Abstract

Purpose: Idiopathic esophageal ulcerations (IEU) associated with human immunodeficiency virus (HIV) infection are now recognized as an important cause of esophageal disease in this population. It is recognized in HIV/AIDS patients with low CD4(+) lymphocyte count. It is a rare entity which mimics other causes of esophageal ulceration. IEUs are variable endoscopically in number, size and appearance. It can be associated with mucosal bridges of mid and distal esophagus. It is diagnosed when ulceration due to candida, HSV, CMV has been excluded by histo-pathology in HIV/AIDS patients. Hence endoscopy with biopsy is recommended for all HIV-infected patients with esophageal ulceration. A 48-year-old female with H/o HIV/AIDS, HTN with CD4 count of 141 cells/ul not on any antiretroviral medication presented with c/o self limited hematemesis. She was febrile, hemodynamically stable and did not c/o dysphagia or odynophagia. General and systemic physical examination was benign. Laboratory findings were as follows: Hgb: 6.5, Hct: 15.4, MCV: 89.5, Platelet: 389, BUN: 25, Creatinine: 0.8, INR: 1.07, PT: 12.4, PTT: 32.2, CD4: 141 (478-1617 cells/ul), CD8: 2181 (247- 1260 cells/ul), Help/Supp: 0.06 (0.56-4.42).
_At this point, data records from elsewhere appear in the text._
PR #14963, opened 2021-05-14
HPCC-25764 Roxie target planes - fix unknown

jakesmith:

## Type of change:

## Checklist:
  - [ ] The commit is signed.
  - [ ] Scalability
  - [ ] Performance
  - [ ] Security
  - [ ] Thread-safety
  - [ ] Cloud-compatibility
  - [ ] Premature optimization

## Smoketest:

### DIFF
--- a/dali/base/dautils.cpp
+++ b/dali/base/dautils.cpp
@@ -3194,7 +3194,7 @@ public:
         return dfile.get(); 
     }
 
-    bool init(const char *fname,IUserDescriptor *user,bool onlylocal,bool onlydfs, bool write, bool isPrivilegedUser)
+    bool init(const char *fname,IUserDescriptor *user,bool onlylocal,bool onlydfs, bool write, bool isPrivilegedUser, const StringArray *clusters)
     {
         fileExists = false;
         if (!onlydfs)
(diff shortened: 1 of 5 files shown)


dali/base/dautils.cpp
```diff
@@ -3245,9 +3245,25 @@ class CLocalOrDistributedFile: implements ILocalOrDistributedFile, public CInter
...
+#ifdef _CONTAINERIZED
+            // NB: this may work equally as well in bare-metal
+            if (clusters)
+            {
+                if (clusters->ordinality()>1)
+                    throw makeStringExceptionV(0, "Container mode does not yet support output to multiple clusters while writing file %s)", fname);
+                cluster.append(clusters->item(0));
+            }
+            else
+                getDefaultStoragePlane(cluster);
```
ghalliday, line 3260: Not directly related, but this function implementation looks wrong.
Shouldn't it be using @ storagePlane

Endoscopy showed 10-15mm ulcerated polypoid lesion with multiple mucosal bridges in mid- and distal esophagus. Histology failed to demonstrate any viral inclusion body or any fungal hyphae. Based on above findings, esophageal moniliasis, herpes and CMV infection of esophagus were ruled out. Hence the possible cause of mucosal bridges with esophagitis is Idiopathic Esophageal Ulcer due to HIV virus.